I don’t show the code for this helper library here, but I’ll post it at a later date. However it should be possible to implement this yourself from this.


This allows us to modify our ISession to expose an IQuerySource<T> instead of a List<T> so that we can source it from either.


We also ensure that our context has the DataLoadOptions we need to populate our eager-loaded collections.

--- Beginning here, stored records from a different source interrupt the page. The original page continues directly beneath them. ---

PR #260, opened 2020-11-19
Promoted to incubation from sandbox

jkutner:
https://www.cncf.io/blog/2020/11/18/toc-approves-cloud-native-buildpacks-from-sandbox-to-incubation/


dfreilich:
Could we also add a banner to the homepage that we were promoted?

jromero (approved):

jromero:
> Could we also add a banner to the homepage that we were promoted?
> 
> huge

Do it!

        public KeySafeContext() : base(ConfigurationManager.ConnectionStrings[DbName].ConnectionString) 
        {
            Systems = GetTable<ITSystem>();
            Keys = GetTable<Key>();
            Categories = GetTable<Category>();


            DataLoadOptions dataLoadOptions = new DataLoadOptions();
            dataLoadOptions.LoadWith<ITSystem>(s=>s.Keys);
        }


Our acceptance tests will also need to populate the data we intend to select into the Db by adding data to the repository and then calling SubmitChanges. To avoid issues with shared fixture state between tests, we wrap the modifications in a transaction that we never commit.

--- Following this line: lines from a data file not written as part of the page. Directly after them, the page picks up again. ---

PR #265, opened 2020-11-30
Added description of Buildpack URIs

jkutner:
Updated "Specify buildpacks" with details from [RFC-0037](https://github.com/buildpacks/rfcs/blob/main/text/0037-buildpack-uris.md)

### DIFF
--- a/content/docs/app-developer-guide/specific-buildpacks.md
+++ b/content/docs/app-developer-guide/specific-buildpacks.md
@@ -6,7 +6,7 @@ summary="Learn how to specify exactly what buildpacks are used during the build 
 
 You may specify exactly what buildpacks are used during the build process by referencing them with a URI in any of the following formats.
 
-| Name | Format |
+| Type | Format |
 |----- |------- |
 | Relative | `<path>` |
 | Filesystem | `file://[<host>]/<path>` |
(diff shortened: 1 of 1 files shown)


content/docs/app-developer-guide/specific-buildpacks.md
```diff
@@ -4,19 +4,29 @@ weight=4
 summary="Learn how to specify exactly what buildpacks are used during the build process."
 +++
 
-{{< param "summary" >}}
+You may specify exactly what buildpacks are used during the build process by referencing them with a URI in any of the following formats.
 
-### `--buildpacks`
+| Type | Format |
```
jromero, line 9: I was going to argue that this was Pack specific and should be noted as such but given that we want support for buildpack URIs in the project descriptor which are portable it makes me wonder if buildpack URIs should be spec'd since they we will be more endemic than we originally thought. 

I can see them as part of the [distribution](https://github.com/buildpacks/spec/blob/main/distribution.md) spec but maybe an extension spec is more appropriate.

Thoughts?

CC: @elbandito

jromero (approved):
This is great! I left one forward looking comment. Not expecting to resolve the thread here unless it changes the outcome but probably something worth thinking about.

content/docs/app-developer-guide/specific-buildpacks.md
jkutner: Yea, I agree. I'll draft an extension spec, and we can decide if it should move into distribution (which I agree makes the most sense)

Our final test looks like this:



        [TestMethod]
        public void Should_Be_Able_To_Find_All_Systems()
        {
            //setup
            KeySafeContext context = new KeySafeContext();
            ISession session = new KeySafeSession(context);
            SystemRepository systemRepository = new SystemRepository(session);
            ITSystem system = CreateITSystem();


             //exercise
            using (new TransactionScope())
            {
                systemRepository.Systems.Add(system);


                session.SubmitChanges();


                List<ITSystem> systems = systemRepository.FindAll();


                //verify
                AssertSystemListMatches(session, systems);
            }
        }


With that, the tests pass. That is enough for this installment, but next time, I’ll give some examples around dynamic querying options. After that we’ll move on to look at the place for ORMs in distributed systems.

About Ian Cooper

Ian Cooper has over 18 years of experience delivering Microsoft platform solutions in government, healthcare, and finance. During that time he has worked for the DTi, Reuters, Sungard, Misys and Beazley delivering everything from bespoke enterpise solutions to 'shrink-wrapped' products to thousands of customers. Ian is a passionate exponent of the benefits of OO and Agile. He is test-infected and contagious. When he is not writing C# code he is also the and founder of the London .NET user group. http://www.dnug.org.uk
This entry was posted in Featured, LINQ, Mocks, Stubs, TDD. Bookmark the permalink. Follow any comments here with the RSS feed for this post.
  • http://'h1BUG/h1' ‘"><h1>BUG</h1><"’

    ‘”>

    BUG

    <"'

  • http://'h1BUG/h1' ‘"><h1>BUG</h1><"’

    ‘”>

    BUG

    <"'

  • http://shumelkd.com/ Qhkkfouj

    u6m7zc

  • elberon5

    What exactly is an ISession? Did I miss an article in this series? Is this part of LINQ to SQL?

  • Ian Cooper

    @Justin

    You don’t need to modify Table just use an adapter that does implement IQuerySource. I usually implement in terms of Table like so:

    public class TableQuery : IQuerySource where T : class
    {
    public Table
    dataTable;
    public IQueryable
    queryableTable;

    public TableQuery(Table
    dataTable)
    {
    this.dataTable = dataTable;
    queryableTable = dataTable as IQueryable
    ;
    }
    }

  • Justin Voshell

    Doesn’t the fact that System.Data.Linq.Table is a sealed class prevent it from ever being able to implement IQuerySource?

  • Ian Cooper

    @Greg As I point out above the XML option will take the pain of polluting domain classes away for you. My gut says that I would prefer to use XML mappings over attributes, but I can appreciate the arguments of people who resist the growth of XML configuration. To be frank my major reason for using attributes here was to help those people who had thought about marking up their own classes, but had only seen the designer generated code make the steps into tagging their own model more easily.

    That said I have begun to drift to using attributes with NHibernate of late so there must be something in it

  • Greg

    Do you think its a good idea to have all of this persistence information polluting the domain? What happens when we need to persist our model to two different data sources?